Work required: Search the data for the word "java" and copy out every line that has it.

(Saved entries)
☆ ☆ ☆
PR #1148, opened 2018-01-06
Fix padding on RecyclerViews

null-dev:
As you can see below, when scrolling, the RecyclerViews are clipping to the padding, bringing my OCD great distress.

Left = Before
Right = After
I have circled the points of interest in red.

triggered

Notice that outrageous black line that cuts off the manga covers. It brings me great pain and I request to immediately abolish it through this PR!

*On a more serious note:* If that's actually the intended behavior, then feel free to close this PR.


null-dev:
Oops, messed up the git history, one sec...

e-shl:
And corrected the bottom?
img_20180106_100329

null-dev:
Yep!

Issue #1122, opened 2017-12-09
Backing out of manga during a library search will cancel the search


null-dev:
**Version:** v0.6.6
**Steps to reproduce:**
1. In "My library", tap on the search icon in the top right icon and search for any manga in your library
2. Open the manga by tapping on it
3. Press the back button
4. Notice that your search is cancelled

inorichi:
This is already fixed but I forgot to close it.

PR #1150, opened 2018-01-06
Fix lost library search

fvcaputo:
Adresses https://github.com/inorichi/tachiyomi/issues/1122

Saves the current search on the presenter when a manga is opened, return the saved search when back to the library view.

### DIFF
--- a/app/src/main/java/eu/kanade/tachiyomi/ui/library/LibraryController.kt
+++ b/app/src/main/java/eu/kanade/tachiyomi/ui/library/LibraryController.kt
@@ -322,6 +322,11 @@ class LibraryController(
         val searchItem = menu.findItem(R.id.action_search)
         val searchView = searchItem.actionView as SearchView
 
+        if(!presenter.query.isEmpty()){
+            query = presenter.query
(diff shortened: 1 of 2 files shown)


inorichi:
I don't like the way the presenter is used to temporarily store the query. You could just use a local variable in the controller to do just that. The subscribe until detach looks weird but maybe it's not so weird since the library view is retained now.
☆ ☆ ☆
Answer:
--- a/app/src/main/java/eu/kanade/tachiyomi/ui/library/LibraryController.kt
+++ b/app/src/main/java/eu/kanade/tachiyomi/ui/library/LibraryController.kt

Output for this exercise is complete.